IOWA CITY — Despite bitter cold temperatures with a subzero windchill, more than 100 people turned out Monday for a Color of Unity march in honor of Martin Luther King Jr. in Iowa City.
Community activist and founding member of the Black Voices Project Royceann Porter, who helped organize the day’s events, offered hot chocolate to everyone who came through the doors at Faith Academy, where marchers gathered before walking.
“This is just showing unity. For all these people to come out on a day like today, it shows they’re up and ready to go,” she said. “As I look around this room, I’m elated.”
The route, just over a mile between Faith Academy, 1030 Cross Park Ave., and Grant Wood Elementary School, 1930 Lakeside Drive, covered mostly residential streets. The fact that there weren’t many passing cars or pedestrians to see them didn’t stop the marchers from singing, “We Shall Overcome” or waving handmade signs with declarations like, “Diversity matters,” “Speak out for justice” and “Equality is right.”
The march, led by grand marshals and Iowa City Council members Kingsley Botchway II and Mazahir Salih, was about more than making a statement to outsiders, said Rachael Molapo, who walked with her husband and three children, ages 11, 6 and 2, the youngest under a blanket in a stroller. She said she was there so her children could learn about King’s messages and legacy of fighting racial injustice firsthand. She also wanted them to be surrounded with others dedicated to marking that legacy.

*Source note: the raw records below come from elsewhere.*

PR #162, opened 2023-06-05
feat(web-console): Feedback dialog

insmac:
This PR introduces a new feature, Feedback dialog, utilizing the same UI and logic as in QuestDB Cloud, and using Cloud's feedback API to route the message to the team.

CleanShot 2023-07-25 at 17 21 57@2x

Base QuestDB configuration specs are sent as payload in addition to the message itself.


packages/web-console/src/scenes/Editor/Menu/index.tsx
```diff
@@ -278,6 +286,43 @@ const Menu = () => {
 
       <Separator />
 
+      <FeedbackDialog
+        withEmailInput
+        isSubmitting={isFeedbackSubmitting}
```
argshook, line 291: feels like `isSubmitting` should be handled internally within `FeedbackDialog`

packages/web-console/src/scenes/Editor/Menu/index.tsx
```diff
@@ -278,6 +286,43 @@ const Menu = () => {
...
+        title="Web Console feedback"
+        subtitle="Let us know your thoughts"
+        trigger={({ setOpen }: { setOpen: (isOpen: boolean) => void }) => (
```
argshook, line 294:
```suggestion
        trigger={({ setOpen }) => (
```

should be inferred properly by typescript

argshook (changes requested):
Nice work!

I want to point a few things worth considering:

# 1. resizable `textarea`

when resized, user can get this layout:



would be good to prevent this by tinkering with:
* `min-width`/`max-width`
* `min-height`/`max-height`

# 2. Inputs with labels

i would suggest a slightly different layout:

| current | suggested |
| --- | --- |
|  |  |

changes:

1. add `Email` and `Message` labels before input fields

“I remember as a child learning about Martin Luther King in school, but with my kids, we’ve never celebrated his life and commemorated all the things he fought for before,” she said.

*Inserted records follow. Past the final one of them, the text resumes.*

PR #172, opened 2023-07-24
feat(react-components): Add `FeedbackDialog` and few others

insmac:
Changelog:
- Added `<FeedbackDialog>` component that can be reused between Web Console and the Cloud in order to provide a unified user experience. Replaced `react-hook-form` with a vanilla form handling, keeping JOI validation, swapped icons for `bootstrap`, in line with recent changes in `saas-client`.
- Added `<Box>` component.
- Added custom SVG icons.
- Added `<TextArea>` to be used outside of `react-hook-form` (similar to `<Input>`).


packages/react-components/src/components/FeedbackDialog/types.ts
```diff
@@ -0,0 +1,13 @@
+export type Category =
```
argshook, line 1: is this file used anywhere?

packages/react-components/src/components/icons/grafana.tsx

Harry Olmstead navigated the slush-covered streets with his wheelchair and shared his motivation for being there: his favorite King quote: “Injustice anywhere is a threat to justice everywhere.”
“Coming up in the ‘60s and ‘70s, it gave me an idea of a purpose: instead of tearing things down, building things up,” he said. “I think it’s important to have unity in our community and support each other and support the values that Martin Luther King stood for.”
Once the marchers reached Grant Wood, warmth and sound greeted them in the school’s gymnasium, where a party atmosphere reined, with dancers and spoken word poetry, music, arts and crafts for children, and people gathering around tables to make care packages for clients at the Crisis Center of Johnson County.
Nonprofit organizations handed out information, and volunteers from the League of Women Voters registered people to vote and provided information on Iowa’s new voter ID law. Representatives of city and county government and the Iowa City school district were on hand to support the day’s programming.
“I want people to realize that we can come together as a community, that we do not have to fall by the wayside of what Dr. Martin Luther King did for us,” Porter said. “We want our young and our old to remember, so we don’t fall backward. We want to go forward.”
The day ended with that goal.
On Saturday, facilitators had held conversations with area middle and high school students at a Martin Luth King Jr. youth day event at the Robert A. Lee Recreation Center. As community members gathered Monday over pizza and sandwiches in the school cafeteria, the facilitators presented the concerns and issues the teens had identified, from racial profiling by police to inadequate focus on black history in school curricula to discrepancies in how white students and students of color are disciplined.
Group discussions on those issues followed. For all the talk of unity, we still have far to go, facilitators emphasized.
And one of the event’s organizers, Iowa City Special and Underserved Populations Recreation Supervisor RaQuishia Harrington, urged participants to leave with that in mind.
“I hope we got some solutions and some people committed to taking some action steps,” she said. “Sometimes it’s hard to have courageous conversations. I hope the conversations don’t stop here.”